More Republican victories would, in turn, accelerate the conservative drive to dismantle the federal government's ability to address pressing domestic and international needs. The nation has seen this result already as the Bush tax cut and the evaporating budget surplus mean the federal government cannot fund new programs, like prescription drug benefits for seniors.

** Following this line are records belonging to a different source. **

PR #8129, opened 2026-06-08
fix(issue): avoid logging provider config updates

cocojojo5213:
## Summary
- replace raw issue-provider config update logging with count/flag-only metadata
- avoid logging raw OAuth/options-load errors from the edit dialog
- keep provider id/key and safe error name/code diagnostics for troubleshooting

## Why
Part of #7870. Issue provider config updates can include credentials, URLs, default notes, plugin configuration, or other user/provider data. Logs should preserve coarse diagnostics without recording config values or raw error payloads.

## Verification
- `npm run checkFile src/app/features/issue/dialog-edit-issue-provider/dialog-edit-issue-provider.component.ts`
- `CHROME_BIN=/snap/bin/chromium git push -u origin fix/issue-provider-config-safe-log-7870`


johannesjo (approved):

PR #8130, opened 2026-06-08
fix(trello): avoid logging raw picker results

cocojojo5213:
## Summary
- replace raw Trello picker result logging with safe aggregate diagnostics
- keep result count, Trello issue keys, and label/member/attachment counts
- avoid logging card titles, descriptions, URLs, members, labels, or attachment data

## Why
Part of #7870. Trello picker results can include card summaries, descriptions, URLs, member data, labels, and attachment metadata. The log should keep enough information to debug result shape without recording the raw issue payloads.

## Verification
- `npm run checkFile src/app/features/issue/providers/trello/trello-common-interfaces.service.ts`
- `CHROME_BIN=/snap/bin/chromium npm run test:file src/app/features/issue/providers/trello/trello-api.service.spec.ts`
- `CHROME_BIN=/snap/bin/chromium git push -u origin fix/trello-picker-safe-log-7870`


johannesjo:
Thank you!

Also put in jeopardy are existing programs, including Social Security, Medicare, environmental initiatives and the work of regulatory agencies. The disappearing surplus also translates into higher long-term interest rates that can shackle the economy, reduce job growth and delay a transition to more sustainable industries that are less damaging to the environment.

Beyond those structural economic problems, Bush has shown his determination to press ahead with the conservative agenda in undermining international treaties on nuclear non-proliferation and on global warming. Yet, Nader still blames the Democrats.

"The key is whether the Democrats are really willing to fight for what they believe in," Nader said on the Diane Rehm Show.

But a key challenge for Nader is to offer a plausible road map for how his political strategy will achieve anything beyond a consolidation of conservative power.